# Football, Volleyball, and Soccer



## Kenny32 (Sep 26, 2010)

"Parent's Weekend" brought three home games yesterday...Football, women's volleyball, and men's soccer all played, and all won...Here are some of my shots, and as always you can follow me on my flickr: Flickr: Central Recorder's Photostream

1.





2.




3.




4.




5.




6.




7.




8.




9.


----------



## Kenny32 (Sep 26, 2010)

10.




11.




12




13.




14.


----------



## oldmacman (Sep 26, 2010)

Is it just me, or did they clone one woman for the volleyball team? I thought at first it was the same person, then noticed that the numbers are different in each.


----------



## N E Williams (Sep 29, 2010)

oldmacman said:


> Is it just me, or did they clone one woman for the volleyball team? I thought at first it was the same person, then noticed that the numbers are different in each.



It does look like that


----------



## Kyle Hunter (Sep 29, 2010)

oldmacman said:


> Is it just me, or did they clone one woman for the volleyball team? I thought at first it was the same person, then noticed that the numbers are different in each.



Numbers are not different in each. 6, 8, and 9 are the same person (14)

10 seems to stand out for me in the soccer photos.
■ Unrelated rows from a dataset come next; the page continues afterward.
PR #673, opened 2021-11-16
Bug 2023836: gitmodules: change f-c-c branch to rhcos-4.9

miabbott:
I pushed an `rhcos-4.9` branch to fedora-coreos-config (based on
coreos/fedora-coreos-config@7d3c177f43af646bac634bd0e8fbcedab27e887e),
so we should start using that branch for 4.9 builds.

### DIFF
--- a/.gitmodules
+++ b/.gitmodules
@@ -1,4 +1,4 @@
 [submodule "fedora-coreos-config"]
 	path = fedora-coreos-config
 	url = https://github.com/coreos/fedora-coreos-config
-	branch = testing-devel
+	branch = rhcos-4.9


jlebon (approved):

travier (approved):

cgwalters:
Tangentially related, longer term it's probably better to do something like use a git submodule for `main/master` to ensure we keep exactly in sync, but since backports almost always create desynchronization, we could switch from a submodule to just copying.  Then for backports there wouldn't be an awkward need for two PRs for each change, *and* we wouldn't pollute the fedora-coreos-config git repo with rhcos branches.

Or, we could try out using a [subtree merge](https://docs.github.com/en/get-started/using-git/about-git-subtree-merges) in both cases.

I like the timing in 6 too bad the facial expression was so calm.


----------



## shaunly (Sep 30, 2010)

nice pics, but seems to me like you really need a D3/D700 to get faster shutter speed and higher ISO too.


----------



## Kenny32 (Sep 30, 2010)

shaunly said:


> nice pics, but seems to me like you really need a D3/D700 to get faster shutter speed and higher ISO too.



Yeah I hear ya...I was actually shooting with someone that had a D3 and two 1600 watt White Lightnings for Volleyball, not to mention his 400mm F/2.8...He had them on full power. Needless to say myself and the rest of the crowd had a headache by the end of the game. Twice I actually timed it exactly the same as he did and the flash showed up in my picture, which obviously ruined the shot since I was at 1/500th...
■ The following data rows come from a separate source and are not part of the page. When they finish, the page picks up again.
PR #676, opened 2021-11-16
ci: enable use of buildfetch

miabbott:
This changes the CI job to fetch the last previous build metadata available
from the redirector URL, so that we are able to have some ability to
see what kind of RPM changes (if any) are introduced by changes in the upstream
repos/environment.

### DIFF
--- a/ci/prow-build-test-qemu.sh
+++ b/ci/prow-build-test-qemu.sh
@@ -4,6 +4,8 @@ set -xeuo pipefail
 # entrypoint for PRs to this repo, as well as for PRs on other repos,
 # mainly coreos-assembler.  It assumes that `cosa init` has been run.
 
+REDIRECTOR_URL="https://rhcos-redirector.apps.art.xq1c.p1.openshiftapps.com/art/storage/releases/"
+
 # record information about cosa + rpm-ostree
 if test -d /cosa; then
     jq . < /cosa/coreos-assembler-git.json
@@ -26,7 +28,9 @@ fi
 # Grab the raw value of `mutate-os-release` and use sed to convert the value
 # to X-Y format
 ocpver=$(rpm-ostree compose tree --print-only src/config/manifest.yaml | jq -r '.["mutate-os-release"]' | sed 's|\.|-|')
+prev_build_url=${REDIRECTOR_URL}/rhcos-${ocpver}/
 curl -L http://base-"${ocpver}"-rhel8.ocp.svc.cluster.local > src/config/ocp.repo
+cosa buildfetch --url=${prev_build_url}
 cosa fetch
 cosa build
 cosa buildextend-extensions


ci/prow-build-test-qemu.sh
```diff
@@ -4,6 +4,8 @@ set -xeuo pipefail
 # entrypoint for PRs to this repo, as well as for PRs on other repos,
 # mainly coreos-assembler.  It assumes that `cosa init` has been run.
 
+REDIRECTOR_URL="https://rhcos-redirector.apps.art.xq1c.p1.openshiftapps.com/art/storage/releases/"
```
cgwalters, line 7: I would probably have done this by adding e.g. `cosa buildprep --distro=rhcos` or so in cosa, then use it here.  

That said, this actually leads into a whole other huge detail, which is around the split between bootimages and the oscontainer update that is prominent in RHCOS.

In some cases, if we're intending to do a bootimage update, starting CI from the previous bootimage would make sense.  And that's a separate URL.

There's also the long running huge problem that we can (and often have because brew) push an oscontainer without updating the redirector/S3, so the data there can be incorrect, and what we'd really want to do is fetch the previous oscontainer here.

Anyways, none of that should block this, which is a good improvement.  Thanks for doing this!

cgwalters (approved):
Nice, thanks for doing this!

I probably would have added `cosa buildfetch -b rhcos` or so.  This also relates strongly to debate in

ci/prow-build-test-qemu.sh
miabbott: > I would probably have done this by adding e.g. `cosa buildprep --distro=rhcos` or so in cosa, then use it here.

I'll pursue this as a follow-up.

> That said, this actually leads into a whole other huge detail, which is around the split between bootimages and the oscontainer update that is prominent in RHCOS.
> 
> In some cases, if we're intending to do a bootimage update, starting CI from the previous bootimage would make sense. And that's a separate URL.

I think in the case here, where we are just testing changes to this repo, starting from the last version found on the redirector is sane enough. We can improve the CI around bootimage bumps to `openshift/installer` by building out CI jobs that verify cluster installs (https://issues.redhat.com/browse/GRPA-4447).

Additionally (something that I think I'll pursue in the near future), we should expand the CI job here to build the metal + ISO artifacts so we can run the `testiso` suite.  Getting us closer to having more confidence of upstream changes and downstream becomes a rebuild.

> There's also the long running huge problem that we can (and often have because brew) push an oscontainer without updating the redirector/S3, so the data there can be incorrect, and what we'd really want to do is fetch the previous oscontainer here.
> 
> Anyways, none of that should block this, which is a good improvement. Thanks for doing this!

We should be in a better position to avoid that scenario of pushed oscontainer/no S3 update since we've removed the Brew stage from the downstream job. I'll investigate pulling the oscontainer as part of this CI job.

miabbott:
I think `build02` is still unhealthy, but let's check...

/retest

PR #680, opened 2021-11-23
Break up misc-ro into separated cases

HuijingHei:
These are RHCOS only cases.

Test with local qcow2 image and results are PASSED
```
--- PASS: non-exclusive-tests (64.55s)
    --- PASS: non-exclusive-tests/ext.os.version.rhel-matches-rhcos-build (1.65s)
    --- PASS: non-exclusive-tests/ext.os.files.usrlocal-fixup (0.68s)
    --- PASS: non-exclusive-tests/ext.os.version.rhaos-pkgs-match-openshift (1.66s)
    --- PASS: non-exclusive-tests/ext.os.console.console-login-helper-service (1.64s)
    --- PASS: non-exclusive-tests/ext.os.disk.iscsi-initiatorname-service (1.64s)
    --- PASS: non-exclusive-tests/ext.os.files.conntrack-tools (1.66s)
    --- PASS: non-exclusive-tests/ext.os.files.check-qemu-ga (0.72s)
    --- PASS: non-exclusive-tests/ext.os.afterburn.sshkey-service (1.71s)
```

The earliest I could really upgrade to full frame would be next summer...So I really hope my D300 lasts me until then :meh:

I've asked this question to a few photographers that shoot full frame but they weren't able to answer it with any confidence but...With a full frame, do you get literally the same image just with more "surroundings"...Or will there be some loss? I mean obviously you would have to crop more but theoretically it would be the same image, correct?


----------



## shaunly (Sep 30, 2010)

Kenny32 said:


> shaunly said:
> 
> 
> > nice pics, but seems to me like you really need a D3/D700 to get faster shutter speed and higher ISO too.
> ...



a 50mm is always going have the view of distance of a 50mm. On a crop sensor, you will see less area, but it's still the same distance. Since you are seeing less area but it still produces 12MP, it's basically stretching the center frame, so it gives you can illusion of giving you more "zoom or reach" with the same focal length. 
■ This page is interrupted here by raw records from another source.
PR #681, opened 2021-11-25
Get more container-tools packages from OCP

yselkowitz:
These just showed up as newer in OCP than in RHEL.

### DIFF
--- a/manifest.yaml
+++ b/manifest.yaml
@@ -271,14 +271,16 @@ repo-packages:
       - nss-altfiles
   - repo: rhel-8-server-ose
     packages:
-      # eventually, we want the one from the container-tools module, but we're
-      # not there yet
-      - toolbox
-      # we are going to start pulling the whole container-tools stack from the
-      # OCP repo
+      # packages which exist in containers-tools:rhel8 but newer versions exist
+      # in OCP repo for the purposes of RHCOS
+      - conmon
+      - containernetworking-plugins
+      - containers-common
       - container-selinux
       - crun
       - runc
+      - skopeo
+      - toolbox
 
 modules:
   enable:


jlebon:
> These just showed up as newer in OCP than in RHEL.

Hmm, did you mean the other way?

If we currently don't want anything from the container-tools module, can't we just remove `container-tools:rhel8` from `modules.enable` instead?

yselkowitz:
No, they're newer in OCP now but they're not getting into RHCOS because of modular vs. non-modular conflicts.  #668 was a recent such case.

I can't speak to whether RHCOS is 100% ready to drop the container-tools:rhel8 module, or whether this is a permanent or temporary change, just that right now RHCOS isn't getting the intended builds of these packages for this reason.

jlebon:
CI is failing on

```
 Problem: conflicting requests
  - nothing provides containers-common >= 2:1-2 needed by skopeo-2:1.5.1-3.rhaos4.10.el8.x86_64 
```

Probably need to add `containers-common` to the list?

jlebon:
Thanks!
/lgtm

> I can't speak to whether RHCOS is 100% ready to drop the container-tools:rhel8 module, or whether this is a permanent or temporary change, just that right now RHCOS isn't getting the intended builds of these packages for this reason.

Ack. Let's discuss this next week.

yselkowitz:
> > I can't speak to whether RHCOS is 100% ready to drop the container-tools:rhel8 module, or whether this is a permanent or temporary change, just that right now RHCOS isn't getting the intended builds of these packages for this reason.
> 
> Ack. Let's discuss this next week.

Given that there are 18 packages in the container-tools module, and only 6 are overrides in RHCOS, it seems we're not quite at that point yet?

In the meantime, I still can't get this dependency to resolve. :-(

yselkowitz:
The problem here is that the non-modular RHCOS/OCP skopeo build has a Requires on the (currently only) modular RHEL containers-common.  Unless I'm doing something wrong here (and I've tried a few different things) without the enable_hotfixes hammer, I'm not sure if that's possible.  Possible solutions include:

* building containers-common for RHCOS/OCP (but keeping it compatible with the modular version, as buildah and podman both use it too);
* cross-tagging the latest RHEL 8.4.z version into OCP, but then you'll probably have to keep it updated
* completing the transition away from container-tools:rhel8 module to RHCOS/OCP builds of all required components (if that's indeed the intention)
* last resort, `enable_hotfixes=1`
* any other ideas?

jlebon:
> The problem here is that the non-modular RHCOS/OCP skopeo build has a Requires on the (currently only) modular RHEL containers-common.

Hmm, looking at this in Brew, I can't actually find a containers-common modular build for 8.4.0. Do you see one? There are `containers-common` RPMs in Appstream, but none of them are epoch >= 2. I think they're all from when it was part of skopeo. So even with `module_hotfixes=1` this wouldn't work I think. (OK yup, just tested this.)

> building containers-common for RHCOS/OCP

:+1: Sounds like the simplest to me short-term.

>  (but keeping it compatible with the modular version, as buildah and podman both use it too);

Shouldn't the module have its own containers-common RPM?

> Given that there are 18 packages in the container-tools module, and only 6 are overrides in RHCOS, it seems we're not quite at that point yet?

My concern is more the mix-and-match approach we have right now of only picking some packages from the container-tools module and rebuilding others for OCP. The modular RPMs are built and shipped together and move at their own pace. So things like this are going to continue happening unless there's clear procedures in place.

Half-baked idea: maybe instead we should add new `rhaos-4.$x` streams of the `container-tools` module in the RHAOS plashets and in RHCOS we just ship that? Then, the containers team can just keep dealing in modularity terms instead of straddling both worlds. And for RHCOS, all the container-related packages come to us as a single unit.

yselkowitz:
> Hmm, looking at this in Brew, I can't actually find a containers-common modular build for 8.4.0. Do you see one? There are `containers-common` RPMs in Appstream, but none of them are epoch >= 2. I think they're all from when it was part of skopeo. So even with `module_hotfixes=1` this wouldn't work I think. (OK yup, just tested this.)

Good catch!
 
> > building containers-common for RHCOS/OCP
> 
> +1 Sounds like the simplest to me short-term.

If this was split out of skopeo and you're overriding RHEL's skopeo with your own build, this would be a necessity.

> > (but keeping it compatible with the modular version, as buildah and podman both use it too);
> 
> Shouldn't the module have its own containers-common RPM?

Maybe, but as you point out, not until 8.5+.  I'm still not sure if that would work though.

> > Given that there are 18 packages in the container-tools module, and only 6 are overrides in RHCOS, it seems we're not quite at that point yet?
> 
> My concern is more the mix-and-match approach we have right now of only picking some packages from the container-tools module and rebuilding others for OCP. The modular RPMs are built and shipped together and move at their own pace. So things like this are going to continue happening unless there's clear procedures in place.
> 
> Half-baked idea: maybe instead we should add new `rhaos-4.$x` streams of the `container-tools` module in the RHAOS plashets and in RHCOS we just ship that? Then, the containers team can just keep dealing in modularity terms instead of straddling both worlds. And for RHCOS, all the container-related packages come to us as a single unit.

I'm not sure if plashets are module-aware tbh, this would need some discussion with the ART team.

yselkowitz:
Repushed, but that will fail until there's an OCP/RHCOS build of containers-common.

yselkowitz:
in the meantime
/hold

miabbott:
> Half-baked idea: maybe instead we should add new `rhaos-4.$x` streams of the `container-tools` module in the RHAOS plashets and in RHCOS we just ship that? Then, the containers team can just keep dealing in modularity terms instead of straddling both worlds. And for RHCOS, all the container-related packages come to us as a single unit.

I've had numerous conversations with the Containers team and we decided on OCP specific branches for all of the `container-tools` content. This is still a work in progress, but would explain why @yselkowitz was seeing newer versions of the packages in the OCP plashets. The intent is that we start pulling all the `containers-tool` content from the plashets and not use the versions that will be shipped as part of the module(s) in RHEL 8.4. This way we keep getting newer versions of the `container-tools` content, but retain the stable RHEL 8.4 base.

I'll follow-up on this next week when I am back from PTO, but wanted to toss in some context in the meantime.  Apologies if this plan wasn't well communicated.

miabbott:
> I'll follow-up on this next week when I am back from PTO, but wanted to toss in some context in the meantime. Apologies if this plan wasn't well communicated.

I'm working with the packager of the `container-tools` content to create versions of all the needed RPMs that will appear in the OCP plashets. If all goes well, we'll have the bits we need in the places we want sometime this week.

yselkowitz:
Any update here?

miabbott:
> Any update here?

Been mired in Jira tickets waiting for EXD to configure branches + add packages to Brew tag listings.  I *think* most of that is completed and we can start this effort again.

miabbott:
> Been mired in Jira tickets waiting for EXD to configure branches + add packages to Brew tag listings. I think most of that is completed and we can start this effort again.

Latest is we need a dependency added to the buildroot of `rhaos-4.10-rhel-8`; there's a ticket with EXD about this

cgwalters:
All this relates to https://github.com/openshift/aos-cd-jobs/pull/2849#issuecomment-990154749 BTW - since these builds are targeted for OCP, they should be gated on OCP CI and ideally work in a more OCP way where we'd e.g. have github.com/openshift/skopeo or so.  (But, I know that's a radical proposal)

The more middle ground aspect might be a new github.com/openshift/rhcos-components that is like dist-git - and *acts as the source of truth*.  We'd also then have an obvious place to hook up "test this skopeo with OCP in CI".

Or, another option going forward with RHEL9/C9S is to have a github repo that is just a *list*, but pulls components from e.g. an
`openshift-4.11` branch on https://gitlab.com/redhat/centos-stream/rpms/skopeo/

Then we'd have to hook up CI on gitlab that talks to Prow somehow.  But *that* would have huge potential benefits.

yselkowitz:
Post-break ping

miabbott:
> Post-break ping

Still waiting on EXD to properly configure buildroots

miabbott:
TL;DR - OCP/RHCOS 4.10 will continue to get **most** of the `container-tools` content from the RHEL 8.4.Z EUS `container-tools:rhel8` module stream.  (See caveats at the bottom of this comment)

---

We've recognized that users/customers want to have most of the OS remain stable, but would like to be able to use newer pieces of the container stack, i.e. `podman`, `crun`, etc.

Towards that goal, some folks from CoreOS have had multiple discussions with the Container team on how best to achieve it.

At first, we thought it would be as simple as "build the newest `container-tools` content in the OCP 4.10 tag and make it available via the RHOSE repo".  We tried to include the latest version of `container-tools:rhel8` that was targeting RHEL 8.6.

This ran into a number of snags that included:
  - conflicting dependencies on `protobuf-c` in the OCP 4.10 build root when building `criu`
  - install dependencies on unreleased RHEL 8.6 content for things like `podman`

We didn't want to be in the position of having to ask permission to ship unreleased RHEL 8.6 content as part of OCP/RHCOS 4.10, so we punted on this original plan.

We regrouped and decided to try just making the latest version of `container-tools:rhel8` that is available to RHEL 8.5 customers.  This would still get us newer versions of RPMs, but shouldn't require us to ship unreleased content.

Unfortunately, that decision was made a bit too late towards code freeze and we ran into additional issues trying to make that work:
- `container-selinux` isn't building  due to a `selinux-policy` dependency problem
- `criu` is still not building due to conflicting `protobuf-c`dependencies in the buildroot

So for OCP/RHCOS 4.10 GA, we've abandoned the plan to get newer `container-tools` content into RHCOS.  We do plan to revisit this idea as part of 4.11 (and hopefully 4.10.z).

For now the versions of RPMs from the `container-tools` stack that will be available in RHCOS 4.10 will look like this:

```
conmon-2.0.29-1.module+el8.4.0+11822+6cc1e7d7.x86_64
container-selinux-2.173.1-0.rhaos4.10.el8.6.noarch *
containernetworking-plugins-0.9.1-1.module+el8.4.0+11822+6cc1e7d7.x86_64
containers-common-1.3.1-5.module+el8.4.0+11990+22932769.x86_64
criu-3.15-1.module+el8.4.0+11822+6cc1e7d7.x86_64
crun-1.2-3.rhaos4.10.el8.x86_64 **
fuse-overlayfs-1.6-1.module+el8.4.0+11822+6cc1e7d7.x86_64
libslirp-4.3.1-1.module+el8.4.0+11822+6cc1e7d7.x86_64
podman-3.2.3-0.11.module+el8.4.0+12050+ef972f71.x86_64
runc-1.0.1-3.rhaos4.10.el8.x86_64 ***
skopeo-1.3.1-5.module+el8.4.0+11990+22932769.x86_64
slirp4netns-1.1.8-1.module+el8.4.0+11822+6cc1e7d7.x86_64
```

* `container-selinux` is newer than what is included in RHEL 8.4.Z EUS, but addresses some BZs that customers were encountering
** `crun` is newer than what is included in RHEL 8.4.Z EUS, because the k8s folks wanted to start testing with 1.x versions of `crun`
*** `runc` is slightly newer than what is included in RHEL 8.4.Z EUS, because we had previously shipped a newer version in OCP/RHCOS 4.9 and had to preserve the upgrade path

jlebon:
Thanks Micah for the breakdown. In that case, let's document this a bit in the manifest: https://github.com/openshift/os/pull/696.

So to answer your question, YES. You see more "surrounding" with the same focal length. That's why the view of a 24mm on a FF, is equivalent to a 16mm on a crop sensor (DX for nikon). So you would actually will be loosing "reach" when you upgrade to FX.


----------



## Kyle Hunter (Sep 30, 2010)

It seems difficult to interpret the question, but perhaps these two photos will clear things up for you.  They are taken with my D700 from the same spot with an 85mm 1.8D.  The first image is FX and the second is DX.  











. . . and I need to clean my windows.


----------



## Hillsong (Oct 4, 2010)

For the volleyball shots, what lens were you using? They just seem a bit noisy. I tend to shoot with a 50mm 1.4 set at f/2.0, and still manage 1/600th shutter speeds at 320 - 400 iso (I use a Nikon D300 as well). Do you have more data on those shots?


----------



## Kenny32 (Oct 4, 2010)

Hillsong said:


> For the volleyball shots, what lens were you using? They just seem a bit noisy. I tend to shoot with a 50mm 1.4 set at f/2.0, and still manage 1/600th shutter speeds at 320 - 400 iso (I use a Nikon D300 as well). Do you have more data on those shots?



All were ISO3200 shot either with my 80-200 or my 300mm...I think the ones taken with the 300mm (The only one in the sequence I provided was the last one) were less noisy...I have a 50mm 1.8 so I'll give that one a shot next game I do...Luckily the photo I used in the paper was somewhat small so I didn't have to worry about noise...


----------